Mother: Perhaps I can explain it to you. Suppose there is a family who have much to do. The father does the hardest work of all. When his wife sees how much he has to do, she tries to help him all she can, so she does many things without saying anything to her husband about it. They have one son, a strong, upright young man, and he takes part of the work, because he wishes to help his parents. We will call the large brain the father, because it does so much of our thinking. As you say, Helen, if he looked after all parts of the body, there would be but little time for study and helping other people. Besides, he falls asleep sometimes, so the little brain, which we will call his wife, takes the work that must be done all the time, as good wives and mothers do, such as keeping the heart beating, the lungs breathing, and other parts of the body at work which can not stop to rest. Then there is the spinal cord, which we will call the son, and he takes charge of the feet and hands when they have common kinds of work to do. When you went to school this morning, I saw you reading a book while you walked. Your brain did not send word to each muscle what to do every time you took a step, but you walked “without thinking,” as we say. The spinal cord took charge of your feet, so we know it can do an easy kind of thinking. When you were learning to skate, Percy, you kept thinking all the time how to move your feet and what to do to keep from falling. But after you had learned how, Father Brain gave his son, Spinal Cord, charge of you, and he thinks of something else most of the time while you skate. It is the same with anything we have learned to do well by doing it over and over, such as playing the piano, riding a bicycle, and many other things we keep doing again and again.
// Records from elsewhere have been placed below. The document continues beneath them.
PR #990, opened 2024-05-27
preserve URI format in `canonicalizeUri`

WhyThat:
This PR addresses a bug in the `canonicalizeUri` function that was causing issues with the `go to definition` feature in Neovim.


fhammerschmidt:
thanks, this was what I was actually missing, now I can do a little cleanup

PR #992, opened 2024-05-27
Remove workaround for canonicalize function in tests

fhammerschmidt:
With the fix from #990 tests run now fine without the workaround


zth:
@fhammerschmidt doesn't compile, a reference that needs to be removed.

fhammerschmidt:
woops, just wondered why it works for me but I missed to add that file to staging, now it should work

zth:
Awesome, thanks!

zth (approved):

PR #999, opened 2024-05-31
Fix issue where pattern completion would not be triggered

zth:
Forgot to check for the cursor position when initiating pattern completion in a certain case.


zth:
Merging this before review as its a simple small fix and I need it to continue.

Percy: Does alcohol harm the nerves, mother?

Mother: Yes, indeed. Alcohol seems to like the nerves better than any other part of the body, and it does them more harm than any other, except the brain. When alcohol touches a nerve, it dries it up and makes it hard, as though it had been burned. It causes that dreadful disease, paralysis, of which I have told you. The nerves get so stupid and sleepy they do not know what the brain says to them. They can not tell the muscles what to do, and this is why a drunken man staggers. A drunkard has trembling hands, because the poison has made his nerves sick. Sometimes those wonderful nerves of the eye and ear tell him lies, and he believes what they say. Sometimes the poor nerves and brain are so nearly dead that the man falls down, and people say he is “dead drunk.”
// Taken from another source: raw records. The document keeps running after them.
PR #1000, opened 2024-05-31
Cache project config on demand

zth:
Experimental support for caching the project config to speed up analysis.

It should be good enough to merge and get started testing, and we can then polish before making it the default.

You enable it via the `rescript.settings.cache.projectConfig.enabled` extension config option. It'll then watch `build.ninja` and build a cache of (some of) the project config, that the analysis can then read as needed and avoid doing a bunch of work.

In larger repos this has shown latency improvements of +8-9x. So a massive improvement.

Running it as experimental for a while to get some feedback, and then hopefully something that'll be easy and risk free to enable for everyone.

### DIFF
--- a/analysis/bin/main.ml
+++ b/analysis/bin/main.ml
@@ -110,6 +110,11 @@ let main () =
         path line col
   in
   match args with
+  | [_; "cache-project"; rootPath] -> (
+    let uri = Uri.fromPath rootPath in
+    match Packages.getPackage ~uri with
+    | Some package -> Cache.cacheProject package
+    | None -> ())
   | [_; "completion"; path; line; col; currentFile] ->
     printHeaderInfo path line col;
     Commands.completion ~debug ~path
--- a/analysis/bin/main.ml
+++ b/analysis/bin/main.ml
@@ -111,13 +111,13 @@ let main () =
   in
   match args with
   | [_; "cache-project"; rootPath] -> (
-    Cfg.useProjectConfigCache := false;
+    Cfg.readProjectConfigCache := false;
     let uri = Uri.fromPath rootPath in
     match Packages.getPackage ~uri with
     | Some package -> Cache.cacheProject package
     | None -> print_endline "\"ERR\"")
   | [_; "cache-delete"; rootPath] -> (
-    Cfg.useProjectConfigCache := false;
+    Cfg.readProjectConfigCache := false;
     let uri = Uri.fromPath rootPath in
     match Packages.findRoot ~uri (Hashtbl.create 0) with
     | Some (`Bs rootPath) -> (
--- a/analysis/bin/main.ml
+++ b/analysis/bin/main.ml
@@ -111,10 +111,22 @@ let main () =
   in
   match args with
   | [_; "cache-project"; rootPath] -> (
+    Cfg.useProjectConfigCache := false;
     let uri = Uri.fromPath rootPath in
     match Packages.getPackage ~uri with
     | Some package -> Cache.cacheProject package
-    | None -> ())
+    | None -> print_endline "\"ERR\"")
+  | [_; "cache-delete"; rootPath] -> (
+    Cfg.useProjectConfigCache := false;
+    let uri = Uri.fromPath rootPath in
+    match Packages.findRoot ~uri (Hashtbl.create 0) with
+    | Some (`Bs rootPath) -> (
+      match BuildSystem.getLibBs rootPath with
+      | None -> print_endline "\"ERR\""
+      | Some libBs ->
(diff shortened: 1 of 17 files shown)


server/src/server.ts
```diff
@@ -205,20 +205,49 @@ let sendCompilationFinishedMessage = () => {
...
-    if (config.extensionConfiguration.inlayHints?.enable === true) {
-      sendInlayHintsRefresh();
-    }
-    if (config.extensionConfiguration.codeLens === true) {
-      sendCodeLensRefresh();
+  .on("all", (_e, changedPath) => {
+    if (changedPath.includes("build.ninja")) {
+      let projectRoot = utils.findProjectRootOfFile(changedPath);
+      if (projectRoot != null) {
+        syncProjectConfigCache(projectRoot);
```
jfrolich, line 240: maybe make this conditional on the setting, so potential issues of writing this file would be contained to having the setting on.

server/src/server.ts
```diff
@@ -205,20 +205,49 @@ let sendCompilationFinishedMessage = () => {
...
-  .on("all", (_e, _changedPath) => {
-    sendUpdatedDiagnostics();
-    sendCompilationFinishedMessage();
-    if (config.extensionConfiguration.inlayHints?.enable === true) {
-      sendInlayHintsRefresh();
-    }
-    if (config.extensionConfiguration.codeLens === true) {
-      sendCodeLensRefresh();
+  .on("all", (_e, changedPath) => {
+    if (changedPath.includes("build.ninja")) {
```
jfrolich, line 237: I think we can make it only listen to `.compiler.log` this file will change for every compile run

server/src/server.ts
zth: Definitely!

zth: Although the watch wouldn't be set up unless the setting is on.

jfrolich: Fair point :)

analysis/src/Packages.ml
```diff
@@ -44,165 +44,167 @@ let newBsPackage ~rootPath =
...
+            in
+            (projectFiles, dependenciesFiles, pathsForModule)
+        in
+        Some
+          (let opens_from_namespace =
+             match namespace with
+             | None -> []
+             | Some namespace ->
+               let cmt = Filename.concat libBs namespace ^ ".cmt" in
+               Hashtbl.add pathsForModule namespace (Namespace {cmt});
```
cristianoc, line 114: When the cache file is read, `pathsForModule` will already have been populated when this line was executed when creating the cache, and here it is added again.
No consequence I can think of, but good practice to make sure things are not mutated after caching them.

zth: This should be fine because this is in the non-cached case, right?

zth: Good catch. Let me think about how to make that better.

zth: Maybe it's fine to leave in for now. I can't think of a consequence either. Maybe doing a Hashtbl.replace instead of add makes sense though.

analysis/bin/main.ml
```diff
@@ -110,6 +110,23 @@ let main () =
         path line col
   in
   match args with
+  | [_; "cache-project"; rootPath] -> (
+    Cfg.useProjectConfigCache := false;
```
cristianoc, line 114: Nit: this can perhaps be called `readProjectConfigCache`.

analysis/bin/main.ml
```diff
@@ -110,6 +110,23 @@ let main () =
...
+    let uri = Uri.fromPath rootPath in
+    match Packages.getPackage ~uri with
+    | Some package -> Cache.cacheProject package
+    | None -> print_endline "\"ERR\"")
+  | [_; "cache-delete"; rootPath] -> (
+    Cfg.useProjectConfigCache := false;
```
cristianoc, line 120: This does not seem to be used?

cristianoc (approved):
Seems good to go for people to try as an experimental feature.
Perhaps I'd add a short description in the PR's description that this watches `build.ninja` and uses it to update a cache of files in the project sources and dependencies.

analysis/bin/main.ml
zth: It's called here: https://github.com/rescript-lang/rescript-vscode/pull/1000/files#diff-4398e3b2ab3e7e7e70a93409fa893abf68608d45a5ad1ac7faaf888dac77005dR220-R228

cristianoc: Sorry I meant to say the line `Cfg.useProjectConfigCache := false` does not seem to be necessary, as none of the code below is affected by it.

The little boy is forming a bad habit.

Elmer: I have heard people say tobacco was good for the nerves, that it made them feel rested, and they could think better.

Mother: Tobacco is a poison, and is as hurtful to the nerves as alcohol. One who uses it thinks he is rested, but the reason he feels so is because the poison has put his nerves to sleep. Tobacco also creates an appetite for strong drinks. It is very bad for boys to use tobacco in any way.

Amy: What should we do to keep the nerves well?

Mother: Give them good food, plenty of fresh air, and no poisons of any kind. They must also have rest to keep them strong. It helps the nerves to be happy and cheerful. The little boy in this picture is forming a bad habit, which will not only make him unhappy but unhealthy. Hateful, unpleasant thoughts make poisons in the body and cause sickness in the brain and nerves. People sometimes drop dead by becoming very angry. “A merry heart doeth good like a medicine.” Yes, it is much better than any medicine men can make. Children should form the habit of being happy and hopeful. The brain and nerves will form good or bad habits, and the master of the body-house should use all his power to have them good instead of bad. Every evil habit leaves a scar on the brain.